▶ [Data shown]:
PR #174, opened 2018-07-20
Feature/111 card

kevinmpowell:
I've added both a cards & a card-grids sink with this update.


library/components/card_grid/card_grid.js
```diff
@@ -0,0 +1,79 @@
+class SpiritCardGrid {
```
joesnellpdx: @kevinmpowell 

Do we want these scripts running regardless of breakpoint? Do we want to activate / destroy depending?

If so, could set css based on modifier class to generate carousel styles (as well as any other a11y helpers like aria-hidden, aria-controls, etc).

library/components/card/card.njk
```diff
@@ -0,0 +1,38 @@
...
+    {% set size_class = "spirit-card--" + size %}
+  {% endif %}
+
+  <a href="{{ href }}" class="spirit-card{{ ' ' + class if class }}{{ ' ' + size_class if size_class }}">
+    {% if img_src %}
+      <span class="spirit-card__image-wrap">
+        {% if img_src_list_item %}
+          <img class="spirit-card__image-list-item" src="{{ img_src_list_item }}" alt="{{ img_alt_text }}">
+        {% endif %}
+        <img class="spirit-card__image" src="{{ img_src }}" alt="{{ img_alt_text }}">
```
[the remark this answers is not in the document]
kevinmpowell: I'm not concerned about crafting the macro for consumption outside the core team. I'll raise this in the next crit to make sure we're all on the same page about it.

library/components/card_grid/card_grid.js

▶ [What you should do]:
Copy each line of the material where "this" is found.

▶ [Answer box]:
I've added both a cards & a card-grids sink with this update.
[the remark this answers is not in the document]
kevinmpowell: I'm not concerned about crafting the macro for consumption outside the core team. I'll raise this in the next crit to make sure we're all on the same page about it.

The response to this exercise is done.